Maternal T cells in SCID infants have the capacity to mediate undesired immune function despite their inability to respond efficiently to mitogens in vitro manifesting by allograft rejection and immune cytopenia, in addition to their ability to cause GVHD.12,13 In a large cohort of 121 infants with SCID undergoing HSCT, maternal T cells persisted in 48 (40%) of the patients.8 The majority were asymptomatic, while 19 (40%) of the 48 patients had findings consistent with GvHD, mainly involving the skin.8 It was shown that the low level of maternal T lymphocytes associated with low incidence of GvHD, which could explain the lack of GvHD symptoms at the time of presentation in our patient; as maternal T cells were found only at 2.4%. Our patient underwent HLA-matched unrelated cord blood stem cell transplantation.

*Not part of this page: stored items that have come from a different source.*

PR #896, opened 2021-09-30
SO 5231 create multi select card component

analauhou:
https://user-images.githubusercontent.com/85572162/135907993-7beb06b3-3ea2-45c0-b9af-3ac6c2a2a5e3.mov

Reference of old changes:

https://user-images.githubusercontent.com/85572162/135534210-88c7f837-722b-4973-a343-d3674bda1a9c.mov

### DIFF
--- a/src/css/components/SelectCard.scss
+++ b/src/css/components/SelectCard.scss
@@ -6,6 +6,7 @@
     color: color-neutral(9);
     border: 1px solid color-neutral(4);
     font-size: $tu-base-fontSize;
+    cursor: pointer;
 
     &:hover {
         border: 1px solid color-primary(6);
--- a/src/css/components/SelectCard.scss
+++ b/src/css/components/SelectCard.scss
@@ -1,30 +1,40 @@
 .Card {
     border-radius: 5px;
-    width: 15%;
-    height: 25%;
+    width: 100%;
+    height: auto;
     text-align: center;
     color: color-neutral(9);
     border: 1px solid color-neutral(4);
     font-size: $tu-base-fontSize;
 
     &:hover {
-        box-shadow: 0 8px 16px 0 color-neutral(4);
+        border: 1px solid color-primary(6);
+    }
+
+    &.is-selected {
+        border: 1px solid color-primary(6);
+        .Card--icon {
+            color: color-primary(6);
+        }
+    }
+
+    input {
+        display: inline-block;
+        position: absolute;
+        width: 100%;
+        height: 100%;
+        left: 0px;
+        top: 0px;
+        cursor: pointer;
+        opacity: 0 !important;
     }
 }
 
 .Card--container {
     padding: 20px 20px;
+    position: relative;
 }
 
 .Card--icon {
     color: color-neutral(8);
-    margin-bottom: 10px;
 }
-
-.Card--selected {
-    border: 1px solid color-primary(6);
-    .Card--icon {
-        color: color-primary(6);
-    }
-}
-
--- a/src/css/components/SelectCard.scss
+++ b/src/css/components/SelectCard.scss
@@ -1,0 +1,30 @@
+.Card {
+    border-radius: 5px;
+    width: 15%;
+    height: 25%;
+    text-align: center;
+    color: color-neutral(9);
+    border: 1px solid color-neutral(4);
+    font-size: $tu-base-fontSize;
+
+    &:hover {
+        box-shadow: 0 8px 16px 0 color-neutral(4);
+    }
+}
+
+.Card--container {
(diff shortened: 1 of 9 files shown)


BillyFigueroa:
Hey Ana,

GREAT WORK! I love the video and how it looks

I would like to recommend a change. Passing children as a prop the way you are doing can get complicated. I think rather than doing something like this...

```JavaScript
const content = (
  <div>
    <p>Hello!</p>
    <p>Select me!</p>
  </div>
)

return (
  <SelectCard children={content} style={{padding: '20px'}}/>
)
```

we should build it so that you can do this...

```JavaScript
<SelectCard style={{padding: '20px'}}>
  <div>
    <p>Hello!</p>
    <p>Select me!</p>
  </div>
</SelectCard>
```

What do you think? The other question is, does the UI call for any animations on this? You might want to ask @andrewmeacham

src/css/components/SelectCard.scss
```diff
@@ -0,0 +1,30 @@
...
+    color: color-neutral(9);
+    border: 1px solid color-neutral(4);
+    font-size: $tu-base-fontSize;
+
+    &:hover {
+        box-shadow: 0 8px 16px 0 color-neutral(4);
+    }
+}
+
+.Card--container {
```
saralohr, line 15: I haven't been keeping up with CSS PRs lately, (and it's not noted anywhere easy to find!) but we should be using [SUIT CSS naming conventions](https://github.com/suitcss/suit/blob/master/doc/naming-conventions.md#componentname).

Example: 

`ComponentName` - primary class
`ComponentName-descendantElement` - descendant elements
`ComponentName--modifierName` - styles for modifiying main component
`Component.is-stateName` - state class

So in this case these should be descendents not modifiers: `Card-container`, `Card-icon` etc.

And in the `Card--selected` case, I think this should be a [state class](https://github.com/suitcss/suit/blob/master/doc/naming-conventions.md#componentnameis-stateofcomponent) rather than a modifier.

So the class would be `.is-selected` and for specificity it would be styled as `Card.is-selected`.

Thank you and please reach out if you have any questions!

src/js/components/SelectCard/SelectCard.tsx
```diff
@@ -0,0 +1,65 @@
...
+  };
+
+  const cardClasses = getClassName(
+    className,
+    selected && `Card--selected`,
+    mods
+  );
+
+  return (
+    <div className={cardClasses} style={style} {...props} onClick={handleClick}>
```
saralohr, line 39: I wonder about writing this as an `input type=checkbox` with the checkbox hidden vs a `div` to support keyboard interaction natively and to use semantic HTML. Thoughts?

src/css/components/SelectCard.scss
BillyFigueroa: @saralohr how long ago was the decision to use this made and was anyone who is currently working here who was a part of the decision still around?

Would like to know why this was chosen over BEM instead

src/css/components/SelectCard.scss
```diff
@@ -0,0 +1,30 @@
+.Card {
+    border-radius: 5px;
+    width: 15%;
```
saralohr, line 3: We may want to set this to `width: 100%` and `height: auto` for maximum flexibility. Then use a wrapping element like `Grid` or just [`u-flex` utilities](https://teamsnap-ui-patterns.netlify.app/patterns/utilities/flex.html) to quickly compose elements on the page in different layouts.

andrewmeacham:
Looks great, @analauhou! Can you add the `cursor: pointer`  👆 to the hover state?

Also, can we remove the check icon swap for this version? This will give us more flexibility in the future. Sorry for the miscommunication on my end!

Screen Shot 2021-10-01 at 12 14 57 PM

https://www.figma.com/file/r9jD0MuXnMYO9edeLnuOtj/360-Registration?node-id=181%3A2433

src/css/components/SelectCard.scss
saralohr: This is an alternate syntax for BEM, but still subscribes to the Block-Element-Modifier ideology, and all the CSS in TeamSnap UI _should_ follow it. I made the decision when we built V1 of TeamSnap UI.

saralohr: Now that we are relying more on React components the CSS class naming is less important, but still nice to be consistent if possible.

analauhou:
@saralohr @andrewmeacham Thanks for the feedback, please take a look again when you have a chance.

BillyFigueroa (approved):

saralohr (approved):

PR #900, opened 2021-10-01
So 5213

LeonardoHabitzreuter:
Ticket:
https://teamsnap.atlassian.net/browse/SO-5213

The purpose of this PR is to improve the feedback for users when PaginatadTable has no data to show

### DIFF
--- a/src/js/components/Table/Paginated/PaginatedTable.tsx
+++ b/src/js/components/Table/Paginated/PaginatedTable.tsx
@@ -63,6 +63,7 @@ const propTypes = {
   rowsAreSelectable: PropTypes.bool,
   searchPlaceholder: PropTypes.string,
   defaultSort: PropTypes.string,
+  placeholder: PropTypes.string,
 };
 
 const Filter = (
@@ -127,6 +128,7 @@ const PaginatedTable: PaginatedTableProps = ({
   searchPlaceholder,
   paginationPlacement,
   defaultSort,
+  placeholder,
 }) => {
   assert(
     !(filters.length && paginationPlacement === Placement.Top),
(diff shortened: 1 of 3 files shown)


src/js/components/Table/Paginated/PaginatedTable.tsx
```diff
@@ -173,7 +175,7 @@ const PaginatedTable: PaginatedTableProps = ({
       setIsLoading(false);
       if (data) setDataSet(data);
 
-      if (currentTotalItems) setTotalItems(currentTotalItems);
+      if (typeof currentTotalItems === 'number') setTotalItems(currentTotalItems);
```
bradcypert, line 178: Why is this change needed?

LeonardoHabitzreuter: We need to update the totalItems state even when the "currentTotalItems" is 0, before this change the if condition was returning false

LeonardoHabitzreuter: I thought on code setTotalItems(currentTotalItems || 0) but I don't know if this can be some side effects

src/js/components/Table/Paginated/PaginatedTable.tsx
```diff
@@ -63,6 +63,7 @@ const propTypes = {
   rowsAreSelectable: PropTypes.bool,
   searchPlaceholder: PropTypes.string,
   defaultSort: PropTypes.string,
+  placeholder: PropTypes.string,
```
jondauz, line 66: I would suggest to change the param name to be something more descriptive than `placeholder` such as `noResultsText`.

jondauz (changes requested):

bradcypert (approved):

PR #915, opened 2021-10-07
Make it so that text buttons have a transparent background.

jondauz:
Before:
Screen Shot 2021-10-07 at 2 22 45 PM

After: 
Screen Shot 2021-10-07 at 2 22 54 PM


bradcypert (approved):
Oof. Sorry about that. I didnt even realize there was a white background there.

PR #940, opened 2021-10-15
ci(github actions): add support for Semantic Release for Alpha builds

bradcypert:
Additionally, upgraded to Yarn 3 as part of getting support for this working.


.releaserc
```diff
@@ -0,0 +1,6 @@
+{
+  branches: [
+    {name: 'master'},
```
ttacon, line 3: If we don't want to run the release process on this branch [as per here](https://github.com/teamsnap/teamsnap-ui/pull/940/files#diff-87db21a973eed4fef5f32b267aa60fcee5cbdf03c67fafdc2a9b553bb0b15f34R5), should we remove this line?

package.json
```diff
@@ -71,6 +71,7 @@
     "babel-register": "^6.26.0",
     "browser-sync": "^2.26.14",
     "css-loader": "^5.2.6",
+    "cz-conventional-changelog": "^3.3.0",
```
ttacon, line 74: ❤️

.releaserc
bradcypert: You are totally correct. good catch!

PR #944, opened 2021-10-19
Add testId props to components to explicitly call it out as an optional yet supported prop

justin-prince:
Before this addition, data-testid props could be add via the otherProps prop in most components. This change hopes to further encourage its usage by making it explicitly clear that it's an option. Hopefully, consumers of the components will use it to ensure more robust testing.


bradcypert:
This is a great idea!

LeonardoHabitzreuter:
> @justin-prince not sure why thats failing. I was able to build it successfully locally.

On my machine the lint command is returning 10 errors

bradcypert (approved):
Thanks for adding this Justin. Even if we dont add tests directly into this repository, providing those test ids to other consumes seems like the courteous thing to do.

PR #2342, opened 2026-03-19
feat(logging): add extended log filtering

cagatay-y:
~The new environment variable `HERMIT_LOG_EXTENDED_FILTER`~ allows log filters of different levels to be applied on a per module basis. ~It also allows filtering by regex.~

The new filter depends on the `env_filter` crate that was originally developed for the `env_logger` crate. Given it is from the  Rust CLI WG and the crate is not particularly big I think it is a reasonable inclusion. Alternatively, we can consider parsing the filter ourselves. ~The PR currently enables the regex filter from the crate. Since it pulls in a larger crate with it, we may consider disabling that.~ Lastly, we can also consider making the whole thing an optional feature. I wanted to go with the simplest proof of concept for now.

Some changes were needed to the `env_filter` crate for it to work with `no_std`. I think they are non-intrusive enough to be acceptable for the upstream. EDIT: They got accepted.

~The PR also includes changes to things that I noticed while reading the module.~

### DIFF
--- a/Cargo.lock
+++ b/Cargo.lock
@@ -603,6 +603,15 @@ dependencies = [
 ]
 
 [[package]]
+name = "env_filter"
+version = "2.0.0"
+source = "registry+https://github.com/rust-lang/crates.io-index"
+checksum = "900d271a03799a1ee8d1ca9b19893b48ca674a9284fefcfb85f05e74ed314217"
+dependencies = [
+ "log",
+]
+
+[[package]]
 name = "errno"
 version = "0.3.14"
 source = "registry+https://github.com/rust-lang/crates.io-index"
@@ -849,6 +858,7 @@ dependencies = [
  "embedded-io",
  "endian-num",
  "enum_dispatch",
+ "env_filter",
  "fdt",
  "float-cmp",
  "free-list",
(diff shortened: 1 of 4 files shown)


mkroening (commented):
Thanks for working on this. I've been wanting to use `env_logger` for a long time. It's great that you chose to tackle this! :)

I did not have a look at the code yet but wanted to propose a different set of environment variables:
- The run-time environment variable `HERMIT_LOG` controls the logging. This works exactly like `env_logger`'s `RUST_LOG`.
- The build-time environment variable `HERMIT_LOG_DEFAULT` controls the default value of `HERMIT_LOG` if it is not set at runtime. `HERMIT_LOG_LEVEL_FILTER` is a deprecated alias to this. This should be backwards compatible if I am not mistaken.
- The build-time environment variable `HERMIT_LOG_STATIC_MAX_LEVEL` sets the corresponding `log` crate features via xtask to properly avoid any runtime overhead of statically excluded log levels.

This is a long-term plan, though and should be worked towards in small PRs. What are you thoughts on this proposal?

mkroening (approved):
Thanks! :)

PR #2366, opened 2026-04-08
feat(x86_64): add PVH boot support

mkroening:
This PR adds PVH boot support directly to the kernel. This allows the kernel to be booted in QEMU, Firecracker, and Cloud Hypervisor directly, without the loader.

The [`pvh`](https://github.com/rust-osdev/pvh) crate was successfully published.

Depends on:
- https://github.com/hermit-os/kernel/pull/2546
- https://github.com/hermit-os/kernel/pull/2645
- https://github.com/hermit-os/kernel/pull/2646

Closes https://github.com/hermit-os/kernel/issues/2373.


src/arch/x86_64/kernel/pvh/pvh_start32.s
```diff
@@ -0,0 +1,64 @@
...
+
+    # Set CR0 (PM-bit is already set)
+    mov eax, cr0
+    and eax, ~(1 << 2)      # disable FPU emulation
+    or eax, (1 << 1)        # enable FPU montitoring
+    and eax, ~(1 << 30)     # enable caching
+    and eax, ~(1 << 29)     # disable write through caching
+    and eax, ~(1 << 16)	    # allow kernel write access to read-only pages
+    or eax, (1 << 31)       # enable paging
+    mov cr0, eax
```
TSnake41, line 36: PVH ABI (https://xenbits.xen.org/docs/unstable/misc/pvh.html) define CR0 state as 
> cr0: bit 0 (PE) must be set. All the other writeable bits are cleared.

Hence you don't need to to clear some of these bits.

TSnake41, line 36: Looks like CR0 is set up twice.

TSnake41 (changes requested):

src/arch/x86_64/kernel/pvh/pvh_start32.s
mkroening: Thanks for pointing this out! :)

This is still very much work-in-progress. I will clean it up. 👍

mkroening: This is now resolved.

mkroening: This is now resolved.

PR #2381, opened 2026-04-20
fix: redundant_imports and unused_qualifications

mkroening:


src/arch/aarch64/kernel/interrupts.rs
```diff
@@ -1,8 +1,8 @@
 use alloc::collections::{BTreeMap, VecDeque};
 use core::arch::asm;
+use core::ptr;
```
fogti: It might be a good idea to merge this with the next line to:
```suggestion
use core::ptr::{self, NonNull};
```

src/drivers/virtio/transport/pci.rs
```diff
@@ -6,8 +6,8 @@
 //! [Virtio Over PCI Bus]: https://docs.oasis-open.org/virtio/virtio/v1.2/cs01/virtio-v1.2-cs01.html#x1-1150001
 
 use alloc::vec::Vec;
+use core::ptr;
```
fogti:
```suggestion
use core::ptr::{self, NonNull};
```

fogti (approved):

PR #2389, opened 2026-04-21
refactor(fs): Prepare root filesystem in big leap before applying it globally

fogti:
This is in preparation of implementing Hermit image later.

This is split from #2077 because I'm going to rewrite the rest of it later anyways, and want to integrate the already "fixed" parts beforehand.


mkroening (approved):
Thanks! :)

PR #2390, opened 2026-04-21
feat(fs/mem): Tarfs for Hermit images implementation

fogti:
Supersedes #2077.

Depends on #2540.


fogti:
@mkroening Would it be possible to merge just part of this (namely the changes to `src/fs/mem.rs`, but not to other files in `src`)? That part is basically done. (And the rest suffers from memory management issues which I don't really know yet how to solve.) It would be nice to have a test for that, could I just add an example uncompressed `tar` archive to the repository for that and basically do something that amount essentially to snapshot testing (tho manual)?

mkroening:
> Currently untested. Supersedes #2077.

Is this tested now?

> Would it be possible to merge just part of this (namely the changes to src/fs/mem.rs, but not to other files in src)? That part is basically done. (And the rest suffers from memory management issues which I don't really know yet how to solve.)

Is this still up to date?

> It would be nice to have a test for that, could I just add an example uncompressed tar archive to the repository for that and basically do something that amount essentially to snapshot testing (tho manual)?

I would like to avoid binary files in the repo. Generating a file for the test is fine, though.

Cargo.toml
```diff
@@ -326,6 +326,7 @@ simple-shell = { version = "0.0.1", optional = true }
 smallvec = { version = "1", features = ["const_new"] }
 take-static = "0.1"
 talc = { version = "5" }
+tar-no-std = { version = "0.4", features = ["alloc"] }
```
mkroening: Please feature-gate this.

src/mm/mod.rs
```diff
@@ -100,13 +146,24 @@ pub(crate) fn init() {
 		arch::mm::init();
 	}
 
+	Lazy::force(&HERMIT_IMAGE_START_AND_LEN);
+
 	let total_mem = physicalmem::total_memory_size();
 	let kernel_addr_range = KERNEL_ADDR_RANGE.clone();
+	let protect_addr_max = if let Some(hisnl) = *HERMIT_IMAGE_START_AND_LEN {
```
mkroening: Can't you destructure here and avoid the cryptic var name?


```suggestion
	let protect_addr_max = if let Some((image_start, image_len)) = *HERMIT_IMAGE_START_AND_LEN {
```

src/fs/mem.rs
```diff
@@ -464,6 +459,63 @@ impl MemDirectory {
...
 
+	pub fn try_from_image(image: &'static [u8]) -> io::Result<Self> {
+		let this = Self::new(AccessPermission::S_IRUSR);
+
+		let taref = tar_no_std::TarArchiveRef::new(image).map_err(|e| {
+			error!("[Hermit image] Tar file has invalid format: {e:?}");
+			Errno::Inval
+		})?;
+
+		for i in taref.entries() {
```
mkroening: `i` is not an index.


```suggestion
		for entry in taref.entries() {
```

src/fs/mem.rs
```diff
@@ -464,6 +459,63 @@ impl MemDirectory {
 		}
 	}
 
+	pub fn try_from_image(image: &'static [u8]) -> io::Result<Self> {
+		let this = Self::new(AccessPermission::S_IRUSR);
+
+		let taref = tar_no_std::TarArchiveRef::new(image).map_err(|e| {
```
mkroening: What does `taref` mean? Is it a short form of `tar_ref`?

src/fs/mod.rs
```diff
@@ -304,7 +304,13 @@ pub(crate) fn init() {
 	const VERSION: &str = env!("CARGO_PKG_VERSION");
 	const UTC_BUILT_TIME: &str = build_time::build_time_utc!();
 
-	let root_filesystem = Filesystem::new();
+	let mut root_filesystem = Filesystem::new();
+
+	// Handle optional Hermit Image specified in FDT.
+	if let Some(tar_image) = crate::mm::hermit_tar_image() {
+		root_filesystem.root =
+			MemDirectory::try_from_image(tar_image).expect("Unable to parse Hermit Image");
```
mkroening: Should we not print an error instead of panicking and continue?

src/mm/mod.rs
```diff
@@ -90,6 +90,52 @@ pub(crate) fn kernel_end_address() -> VirtAddr {
...
+/// (indicated via FDT).
+static HERMIT_IMAGE_START_AND_LEN: Lazy<Option<(VirtAddr, usize)>> = Lazy::new(|| {
+	let fdt = env::fdt()?;
+
+	// per FDT specification, /chosen always exists
+	let chosen = fdt.find_node("/chosen").unwrap();
+
+	let fdt::node::NodeProperty {
+		value: image_reg, ..
+	} = chosen.property("image_reg")?;
```
mkroening: Is there a spec on the design of this FDT node?

Why is it so much more complicated to parse than a Linux initrd (https://github.com/hermit-os/loader/blob/v0.5.6/src/arch/riscv64/mod.rs#L21-L31)?

Should we model it like a Linux initrd instead? We could do either straight up `linux,initrd-start` and `linux,initrd-end` as that is what we use with other VMMs or adapt Hermit-specific names just for Uhyve (`hermit,...` or `uhyve,...`).

src/mm/mod.rs
```diff
@@ -90,6 +90,52 @@ pub(crate) fn kernel_end_address() -> VirtAddr {
...
+			len.len(),
+		);
+		None
+	}
+});
+
+pub(crate) fn hermit_tar_image() -> Option<&'static [u8]> {
+	// technically, the following is UB, because the kernel might be contained within...
+	HERMIT_IMAGE_START_AND_LEN
+		.map(|(addr, len)| unsafe { core::slice::from_raw_parts(addr.as_ptr(), len) })
```
mkroening: Why does the FDT node include the kernel? Why not only put the initrd into the node?

src/mm/mod.rs
```diff
@@ -90,6 +90,52 @@ pub(crate) fn kernel_end_address() -> VirtAddr {
 	KERNEL_ADDR_RANGE.end
 }
 
+/// Physical and virtual address range of the Hermit image, in case it is present
+/// (indicated via FDT).
+static HERMIT_IMAGE_START_AND_LEN: Lazy<Option<(VirtAddr, usize)>> = Lazy::new(|| {
```
mkroening: Is having a lazy static for this worth it? Or would a function suffice?

src/mm/mod.rs
mkroening: Since this is not about protecting the memory through paging or similar, a different name might be more fitting. For example, `reserved_addr_range`. Reserved is also the term used by ACPI and thus UEFI and PVH.

fogti:
I could repeat a test similar to the one that is now in `hermit-entry`, is that okay?

mkroening (commented):
Thanks for the PR! :)

It would be great if you could add a high-level description of the changes to the PR description.

mkroening:
> I could repeat a test similar to the one that is now in `hermit-entry`, is that okay?

Yeah, sounds good! 👍

src/fs/mod.rs
fogti: It doesn't really make sense to boot a kernel that expects a very specific file system environment, and letting the kernel later run into errors when the image loading fails.

src/mm/mod.rs
fogti: I modeled it directly after the usually used `reg` property, afaik. See also https://docs.rs/fdt/latest/fdt/node/struct.FdtNode.html#method.reg ; https://github.com/devicetree-org/devicetree-specification/releases/download/v0.4/devicetree-specification-v0.4.pdf "2.3.6. `reg`"

src/mm/mod.rs
fogti: The kernel doesn't know if it is contained in it or not, it is simply possible that the ranges overlap (at least currently we don't outlaw that because it might provide memory usage savings in case of using the `hermit-loader`; `uhyve` always copies the kernel anyways).

src/mm/mod.rs
fogti: I would like to avoid parsing this information multiple times;

Normally, we need it twice: once during the memory setup (to ensure that memory is reserved for it, even tho the FDT reserved memory regions should take care of that), and once during filesystem setup.

src/fs/mem.rs
fogti: yes; I'll fix it.

src/mm/mod.rs
mkroening: I see. Doing it the way I described above would make sense, I think.

src/mm/mod.rs
mkroening: I don't understand. How can they ever overlap? Sure, the image could contain the kernel ELF disk image, but not the loaded image, right?

src/mm/mod.rs
mkroening: Can you measure any benefit here? I expect the parsing overhead to be minimal.

src/mm/mod.rs
fogti: For `uhyve`, the case is clear: https://github.com/fogti/uhyve/blob/278bfd24a8744adc762fd598bcd025495bcc1d9b/src/vm.rs#L365
For `loader`, I'm not sure. There is no final implementation yet, and idk how the loading (dyn-linking?) of the kernel works there.

src/mm/mod.rs
fogti: Probably; but I prefer an implementation that makes it harder to find out when stuff can panic and when not.

And in general, it might be possible to "thread" this information through the call-stack via argument passing, but `mm/mod.rs` and `fs/mod.rs` are quite far apart from each other in terms of invocation sites.

src/mm/mod.rs
mkroening: The loader works very similarly to Uhyve. It's just happening from inside the VM.

We get an ELF image and load the ELF image to memory by copying. The running executable is not running straight from the ELF image.

fogti: okay, then normally, no overlap should be possible (except by loader error).

src/mm/mod.rs
fogti: okay, hermit-specific naming would make sense.

fogti:
Okay, when I write a test, how should I embed that into the tree, given that the `tar` crate unfortunately requires `libstd` as a dependency (at least for now, until `std::io::{Error,ErrorKind}` are stable'd into `libcore`/`liballoc`?

fogti:
Okay, Hermit Image support is now contained in a proper release of `uhyve` (v0.9.1).

Test case: https://github.com/hermit-os/uhyve/pull/1135#issuecomment-3490790877

The test probably has to go into `hermit-rs`, but it is not uniquely obvious how `hermit-kernel/xtask` should be modified to support packing and invoking hermit images.
Proposal:
* Packing support is necessary because `xtask ci rs` does the build and the run parts, and the packing of an image has to be done in-between. There doesn't exist any specification format yet how to define what to pack into an image, tho there exists a canonical interpretation that takes a directory tree as the image root contents, and append a kernel into it at the location indicated by the hermit image config file `hermit.toml`. Thus the inputs of `--package $PACKAGE` and to-be-introduced `--image-root $IMAGE_ROOT` would suffice to create a compressed tarball from it.
* Invoking: afaik this makes the addition/forwarding of a CLI parameter `--hermit-image-mode (internal|external)`  necessary.

@mkroening would this approach be okay?

mkroening:
What about just putting a `root` directory next to the `Cargo.toml` for the hermit-rs test and then just building that when running that specific test application? That's also how the applications are currently tested (based on their name).

I'd like to avoid feature creep in xtask if possible. It is meant to be a script that helps with development, similar to Rust's `x`. It is not a goal to be a maximally general standalone Hermit application runner. If it is necessary, though, we can also add flags.

> * Invoking: afaik this makes the addition/forwarding of a CLI parameter `--hermit-image-mode (internal|external)`  necessary.

What would this do?

fogti:
> What would this do?

It switches between the Hermit image implementation that is external (i.e. implemented completely in Uhyve, and the kernel needs no adjustments to work with that) and the one that is internal (i.e. Uhyve only does the decompression, but the rest gets done in the Kernel, i.e. this PR, which should be theoretically faster because we can skip the hypercall overhead).

mkroening:
Ah, that makes sense. So that just results in slightly different Uhyve flags, right? I'll try adding support for passing arbitrary VMM arguments through xtask for https://github.com/hermit-os/kernel/pull/2416 anyway. That should be enough, no?

fogti:
@mkroening  How should I account for 7eb707f0c220e619c8f200a5a78e0df4dfe41ac0 ?

fogti:
Should I put the `xtask` implementation into a separate PR, given that `uhyve --hermit-image-mode external` already works, but `uhyve --hermit-image-mode internal` doesn't (classic `FrameAlloc` error)?

fogti:
I added some basic documentation for this in `lib.rs` and `xtask/README.md`.

fogti:
I'll rebase this branch once the other PRs this is blocking on are dealt with: #2624, #2633.

fogti:
How should I deal with the following?
```
 Documenting hermit-kernel v0.13.0 (/home/runner/work/kernel/kernel)
error: unresolved link to `hermit_entry::config::Config`
  --> src/lib.rs:35:35
   |
35 | //! conforming to the format of [`hermit_entry::config::Config`].
   |                                   ^^^^^^^^^^^^^^^^^^^^^^^^^^^^ no item named `config` in module `hermit_entry`
   |
   = note: `-D rustdoc::broken-intra-doc-links` implied by `-D warnings`
   = help: to override `-D warnings` add `#[allow(rustdoc::broken_intra_doc_links)]`

error: could not document `hermit-kernel`
```

mkroening:
> How should I deal with the following?

Oh no, what a pity. We cannot just build docs with dependencies because hashbrown is not `no_std` on `cfg(doc)`: https://github.com/rust-lang/hashbrown/blob/v0.17.1/src/lib.rs#L12

How about just linking to crates.io? https://docs.rs/hermit-entry/latest/hermit_entry/config/enum.Config.html

fogti:
I applied the suggested doc fix.

fogti:
How do I embed the test for this in CI?

fogti:
Oh right, CI is using the broken Uhyve version v0.9.1

@jounathaen Could I get another Uhyve release (which would then be `v0.10.0` due to breaking API changes https://github.com/hermit-os/uhyve/compare/v0.9.1...main) which has to include at least https://github.com/hermit-os/uhyve/pull/1447, but preferably just all the bugfix PRs and such that were recently merged.

mkroening:
You could install the git Uhyve in CI to ensure nothing else is missing. :)

fogti:
Looks good.

PR #2391, opened 2026-04-22
feat: add `uhyve` feature

mkroening:
Currently, Hermit unikernels can only be specialized to which device drivers to include, but not to which VMM the unikernel is run in.

This PR enables such specialization by feature-gating the Uhyve code. This means when Uhyve is targeted, the `uhyve` feature must be enabled. Currently, this only reduces code size and dependencies for unikernels that do not target Uhyve. In a follow-up PR, I will add the `loader` feature to enable savings for unikernels that do target Uhyve.

In the grander scheme of things, going this direction allows us to nicely specialize for direct PVH support in the future (https://github.com/hermit-os/kernel/pull/2366).

Depends on https://github.com/hermit-os/hermit-rs/pull/976.
I will pull out some of the preparatory refactorings into a separate PR.

### DIFF
--- a/.github/workflows/ci.yml
+++ b/.github/workflows/ci.yml
@@ -235,9 +235,9 @@ jobs:
         if: matrix.arch == 'x86_64'
       - run: cargo xtask ci rs --arch ${{ matrix.arch }} --profile ${{ matrix.profile }} ${{ matrix.rs_flags }} --package rusty_demo --no-default-features --smp 4 firecracker --sudo
         if: matrix.arch == 'x86_64'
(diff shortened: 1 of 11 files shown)


jounathaen:
Can we make `uhyve` a default feature?

mkroening:
> Can we make `uhyve` a default feature?

Yes, I made it so. As of https://github.com/hermit-os/hermit-rs/pull/990, it is possible to do this atomically even without the previously necessary dance.

jounathaen (approved):

PR #2413, opened 2026-05-06
feat(socket): update `MSG_*` constants

mkroening:
This updates our `MSG_*` constants from FreeBSD. While this changes `MSG_PEEK`, which is public through hermit-abi, libc, and Newlib, the constant has never been used in the kernel.


cagatay-y (approved):

mkroening:
This would create churn without immediate benefits.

Although he engrafted initially with mixed chimerism, he eventually lost his graft (Figure 2). It has been shown that transplacentally acquired maternal T cells might cause allograft rejection and immune cytopenia, which probably explain the allograft rejection in our patient.12
In conclusion, transplacental maternal T cell engraftment may provide prolonged, but not persistent immunity in SCID in rare cases, and it should be suspected in late presentation of SCID. These cells usually exhaust overtime and patients should go for long-term intervention either by HSCT or gene therapy.